There was another example at the time that we last mentioned this legislation of an Iranian woman who runs a number of restaurants. She was transferring funds for dates or whatever she was getting in for her restaurants, and she talked about having been treated as a criminal and as though she were funding terrorism. They were legitimate business activities that had been occurring in an ongoing nature. Because of the way the legislation is designed—so that it is up to the banks to manage the risk—and in exempting the banks from anti-discrimination legislation, as was done in the original legislation, you create a situation in which it is quite legitimate for them to say: ‘You have got an ethnic name. You are sending money to Iran. We are going to freeze your assets.’

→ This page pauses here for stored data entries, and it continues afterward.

PR #1237, opened 2026-08-04
(new core) bench: gate S4 propagation by fixed delta

joeinnes:
## Base

This PR is based directly on `codex/jazz-core-engine-swap`. The fix from #1236 is merged and inherited from that integration base; the two commits unique to this PR are benchmark changes. It is no longer stacked on #1232 and can be reviewed independently.

## What changed

- add an S4 fixed-delta/varying-view benchmark phase using the Payment operation
- propagate from a writer through core and edge to a separate observer client
- hard-gate the exact added and removed row identities, program facts, version bundles and records, wire bytes, storage reads and ranges, and final observer values
- add an attributable receipt and update the benchmark roadmap

## What it demonstrates

For a fixed four-row Payment transaction, propagation work on both hops remains structurally bounded by the delta as the retained whole-table view grows from 15 to 10,005 rows:

- result changes remain 4 additions / 3 removals per hop
- version payload remains 4 bundles / 10 records per hop
- core storage work remains 4 reads / 4 ranges
- edge storage work remains 104 reads / 119 ranges
- encoded bytes grow only from 4,570 B to 4,602 B due to fixed sequence/cursor framing

Wall time grows from approximately 5.9 ms to 28.9 ms because retained-view bookkeeping remains view-sized. Constant CPU time is deliberately not the acceptance claim.

## Validation

- `cargo test -p jazz partial_exclusive`
- `cargo check -p jazz-sim --benches`
- `JAZZ_S4_PROPAGATION_SCALE_ONLY=1 JAZZ_S4_PROPAGATION_CUSTOMERS=2,20 cargo bench -p jazz-sim --bench s4_order_processing`
- `JAZZ_S4_PROPAGATION_SCALE_ONLY=1 JAZZ_S4_PROPAGATION_CUSTOMERS=10,1000,10000 cargo bench -p jazz-sim --bench s4_order_processing`
- repository pre-commit checks: Clippy, sensitive-data scan, oxfmt, and rustfmt

PR #1267, opened 2026-08-05
(new core) Retain policy-churn reconnect matrix

joeinnes:
## What changed

- expand R13 into six independently gated reconnect cases covering unchanged recursive membership, grant, revoke, simultaneous grant/revoke, claim revoke, and claim restore
- measure only the reconnect/catch-up interval while retaining response-byte and exact subscription-delta receipts
- document the methodology, correctness gates, initial local results, and interpretation limits

## Why

#1266 fixes stale fast-cursor state after authorization changes. This stacked receipt makes that contract reproducible and prevents future reconnect changes from silently regressing grants, revocations, or claim transitions while a reader is disconnected.

## Results

All six cases complete in roughly 0.7–2.2 ms on the local single-process, single-threaded, network-free harness. The unchanged control sends 61 B versus an 856 B initial response; each authorization-changing lane emits exactly the expected added/updated and removed row IDs, with no extra queued event.

These figures compare protocol paths and detect accidental full rehydrate; they are not end-user reconnect latency claims.

## Validation

- `cargo bench -q -p jazz --bench realistic_phase1 -- r13_permission_filtered_resume --test`
- `cargo bench -p jazz --bench realistic_phase1 -- r13_permission_filtered_resume --noplot`
- `cargo clippy -p jazz --bench realistic_phase1 -- -D warnings`
- repository pre-commit hooks (clippy, sensitive-data scan, oxfmt, rustfmt)

Stacked on #1266.

### DIFF
--- a/.github/workflows/benchmarks.yml
+++ b/.github/workflows/benchmarks.yml
@@ -121,10 +121,10 @@ jobs:
       - name: Build native benchmark binaries
         run: |
           set -euo pipefail
-          cargo build --release -p jazz-tools --features client,rocksdb --example realistic_bench
-          cargo build --release -p jazz-tools --features client,sqlite --example realistic_bench
-          cargo bench -p jazz-tools --features rocksdb --bench realistic_phase1 --no-run
-          cargo bench -p jazz-tools --features sqlite --bench realistic_phase1 --no-run
+          cargo build --release -p jazz --features client,rocksdb --example realistic_bench
+          cargo build --release -p jazz --features client,sqlite --example realistic_bench
+          cargo bench -p jazz --features rocksdb --bench realistic_phase1 --no-run
+          cargo bench -p jazz --features sqlite --bench realistic_phase1 --no-run
           cargo bench -p jazz-sim --bench s2_canvas --no-run
 
       - name: Run native benchmark suite
@@ -349,7 +349,7 @@ jobs:
           uname -a > bench-out/browser/uname.txt
 
       - name: Build jazz-tools server binary
-        run: cargo build -p jazz-tools --features cli
+        run: cargo build -p jazz --features cli
 
       - name: Build jazz-napi package
         run: pnpm --dir crates/jazz-napi run build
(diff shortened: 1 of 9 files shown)


aeplay:
The receipt itself is well built — `assert_resume_delta` compares **exact** added and removed row-id sets, not just counts, and each of the six cases asserts its own expected transition. That is the right shape for this contract, and it is a genuine improvement over a timing-only receipt.

One gap, and it undercuts the stated purpose.

## The six cases never run automatically

The description says this "prevents future reconnect changes from silently regressing grants, revocations, or claim transitions". That holds only if something runs them.

`r13_permission_filtered_resume` is **not** in `dev/benchmarks/realistic/ci_benchmarks.mjs`. That file currently lists:

```
r1_crud  r2_reads  r3_rocksdb_cold_load  r4_hot_task_history
r9_subscribed_write  r10_sync_fanout  r11_byte_wire_resume  r12_recursive_permissions
```

`r11` and `r12` — this case's immediate predecessors, and the ones it extends — are both wired. `r13` is wired to nothing. The canonical Rust gates only `cargo check -p jazz-sim --benches`, which compiles benches without running them, so the assertions never fire outside a manual `cargo bench … --test`.

Worth noting the contrast within this same batch: **#1240** adds a new receipt *and* edits `dev/benchmarks/smoke.sh` to run it, and **#1237**'s fixed-delta gating rides `s4_order_processing`, which is already in the CI list. Both are covered. This one is the exception.

**Suggested fix:** add `r13_permission_filtered_resume` to `ci_benchmarks.mjs` alongside `r11` and `r12`. If it is deliberately excluded — six cases may be too slow for the CI budget — then say so in `crates/jazz/benches/README.md` and state where it *is* expected to run, so the next person does not read "gated" as "enforced".

## Otherwise

The interpretation limits are stated honestly — single-process, single-threaded, network-free, "not end-user reconnect latency claims" — which is exactly right for a protocol-path receipt and worth keeping in that wording.

Once the wiring is in, the 61 B unchanged-control versus 856 B initial-response contrast becomes a real accidental-full-rehydrate detector rather than a one-time observation.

So you have this woman who is an Iranian restaurant owner trying to get her dates sent in having her assets frozen. I have raised many times, in this chamber and in other forums, the possibility of this occurring, and it is precisely what we have seen happen. The laws have enabled the two examples that I quoted at the time—the record store owner and the Iranian woman running a restaurant—to occur. These are criticisms I have raised before about how broad the definition of terrorism is and that it does allow innocent people to be caught in the web. And it does not allow us to focus on the efforts that everyone agrees that we need to be focusing on. When we throw the net too wide, these are the reasons why we create problems.

Former Justice Merkel put it very precisely when he said:

The move to granting ever-expanding coercive power to the executive arms of state and federal governments, to be exercised behind closed doors and without public scrutiny, carries with it grave risks to the democratic values we are trying to defend.

He went on to say:

One must have serious concern as to whether the political hierarchy is deserving of the kind of trust and integrity that the public are entitled to expect of them in administering that power.

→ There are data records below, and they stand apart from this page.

PR #1283, opened 2026-08-06
(new core) Restore Db.disconnect()/Db.reconnect() and un-skip the offline suite

aeplay:
Restores `Db.disconnect()` / `Db.reconnect()` and the offline path. **Supersedes #1116.**

## The test work came first, deliberately

#1116 recorded four browser failures as things it surfaced — but **that suite was `describe.skip`**, so they were never fixed, never guarded, and invisible for two weeks. Un-skipping and characterising them was step one, because merging a skipped suite as evidence of offline correctness is how this got lost.

What they turned out to be:

- **`invalid offset` after disconnected local writes** and **missed remote update after reconnect** — real, now fixed, both memory and worker modes converge.
- **Local-only pending reads** — **not** a bug. The old direct-memory expectation was outdated. A local-only read now resolves immediately from the local snapshot, showing pending local writes and omitting remote-only rows until delivery after reconnect.

The un-skipped suite passes **4/4**.

## What was restored

- public `Db.disconnect()` / `Db.reconnect()`;
- intentional-offline state, so lazily-created clients stay offline rather than eagerly connecting;
- an **awaited** persistent-worker disconnect, replacing fire-and-forget;
- native reconnect re-pumps transport, subscriptions, and plain-subscription refresh.

None of this was covered by recent landings: `INV-API-30` is restart/reopen replay, a different lifecycle from an in-process temporary disconnect, and storage release on shutdown is handled separately by shutdown dropping the client.

## One thing to decide before merging

The local-only read contract is written to **`dev/DB_DISCONNECT_RESTORE.md`**. That is the retired habit — contracts belong as normative text in the owning SPEC chapter, here `crates/jazz/SPEC/13_db_api.md`, ideally with an invariant so it is checkable. A `dev/` note is invisible to everyone who later asks "what should a local-only read return while offline?"

I would move it before merging. Flagging rather than doing it, since it changes what the PR asserts.

## Gates

Re-gated on the current base after #1280.

`cargo test -p jazz --no-default-features --features test` → the only failures are the three `catalogue_sync_integration` tests gated on flat joins and array-relation output. The four `known_state` rehydrate failures this branch originally reported are **gone**, fixed by #1280.

`cargo check --workspace --all-targets` 0 · `cargo fmt --check` 0 · `pnpm build:ci` 0 · forced NAPI build 0 · binding load 0.

The full `jazz-tools test:browser` still shows unrelated pre-existing failures — worker `invalid offset` in other scenarios, an operand mismatch, and include-subscription failures. Those were **not** verified against the merged base by the author, so treat them as unconfirmed rather than known-good. `oxfmt` and `ts-wire-codec` report their pre-existing failures.


aeplay:
CI triage: **all three red checks are inherited from the base branch.** None originate here.

`codex/jazz-core-engine-swap` itself is red on the same three (run 31073300632):

- **`test-rust`** — exactly three tests, `21 passed; 3 failed`: `table_rename_fk_array_lookup_finds_related_rows_on_old_branch`, `local_join_query_uses_current_permissions_for_joined_provenance_after_lens_transform`, `table_rename_join_query_translates_join_target_on_old_branch`. The known `catalogue_sync_integration` failures gated on flat joins and array-relation output, blocked on the structured-results work.
- **`test-ts`** — `Error: invalid offset` thrown from `decodeRecordValueWithLayout` (`packages/jazz-tools/src/runtime/native-runtime/native-row-codec.ts:369`), which fails every `todo-client-localfirst-ts` browser test. A real codec defect on base; a fix is in progress on `fix/native-row-codec-offset`.
- **`lint`** — `pnpm format:check` failing on `crates/groove/SPEC/INVARIANTS.md`, whose `INV-INC-2` row had unescaped pipes inside a complexity bound that `oxfmt` read as column separators. Fixed in **#1286**; this will go green once that lands and this branch is rebased.

So the merge decision here rests on the diff, not on the checks.

packages/jazz-tools/src/runtime/client.ts
```diff
@@ -86,7 +86,7 @@ export interface Runtime {
   /** Connect to a Jazz server over WebSocket (Rust transport). */
   connect(url: string, auth_json: string): void;
   /** Disconnect from the Jazz server and drop the transport handle. */
-  disconnect(options?: { rejectWaiters?: boolean }): void;
+  disconnect(options?: { rejectWaiters?: boolean }): void | Promise<void>;
```
nrainhart: Can we just pick one of void | Promise<void>? And if we keep Promise<void>, let's properly document what it means in a TSdoc: the promise is not resolving on disconnect, but rather when the disconnect message is sent to the worker (which tbh I'm not sure in which situation could be useful)

packages/jazz-tools/tests/browser/db.disconnect.test.ts
nrainhart, line 1: There are some tests from the [original test suite](https://github.com/garden-co/jazz/pull/1064/changes#diff-e87d4d9d90f34893c4b9007a1d3fc6a5dde323b5348294eccc6bcf097a965f52) missing, do you think it'd be hard to support them?
- "resolves local waits and keeps edge/global waits pending while disconnected"
- "resolves local reads and defers edge reads while disconnected"

nrainhart (commented):
Thanks for restoring this feature! Two comments before approving

aeplay:
@nrainhart — answering your second comment about the two missing tests from the original suite.

**Both are now implemented in #1301.**

The short answer to "would it be hard to support them?": not hard, but they needed a **semantics change**, which is why they weren't simply ported here. When I tried, both failed *with* the implementation rather than without it — they describe behaviour the runtime did not have:

- *"keeps edge/global waits pending while disconnected"* — `reconnect()` goes through `connect()`, which called `this.disconnect()` unparameterized and so took the `rejectWaiters: true` default. Reconnecting rejected exactly the waiters that `Db.disconnect()` had deliberately preserved with `rejectWaiters: false`. That one turned out to be a **bug**: the intent and the plumbing already existed, they just weren't threaded through the reconnect path or across the worker boundary.
- *"defers edge reads while disconnected"* — `disconnect()` set `connectionReady = null`, and consumers `await this.connectionReady`. Awaiting `null` resolves immediately, so the gate was **absent rather than closed** and an edge read fulfilled from local data. That one is a genuine behaviour change: it now holds until reconnect, while local reads stay ungated.

Rather than land red tests here, this PR keeps your first comment's fix (the `void | Promise<void>` narrowing and its TSDoc) and #1301 carries the behaviour with both of your tests passing.

One thing worth your eye on #1301: with waits now pending rather than rejected, an edge/global wait or read can block **indefinitely** if the client never reconnects. Cancellation (`AbortSignal`) and observable connection state are the intended complement and are recorded as an open question in `SPEC/13_db_api.md` via #1300, but they are not built yet.

nrainhart (approved):
Thanks for addressing the comments!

The Greens say that the granting to ASIS the power to access AUSTRAC’s financial information is too great a power to be exercised behind closed doors and away from scrutiny. It is far more than a mere technical change, despite the government’s claims. There is no clear need for this power, and the government has certainly not articulated one.

ASIO and the AFP can already do this. ASIS is the overseas spy agency. It is clear from its founding charter and its current legislation that its job is to spy on overseas governments and groups, not on Australians. The Australian people have not been consulted about this change. There has not been sufficient public debate or scrutiny. The Greens will not support ASIS having these powers without such a debate. Therefore, I ask senators, when we get to the committee stage of this legislation, to support the Greens amendment to remove this change from the bill. If the government want to push ahead with this change, they can bring in specific bill that relates to this when they have had the public debate and put forward the arguments and the reasons why this extension is needed. To date, they have failed to do so and, whilst we support the rest of this bill, we are not in a position to be able to support them on that aspect of it.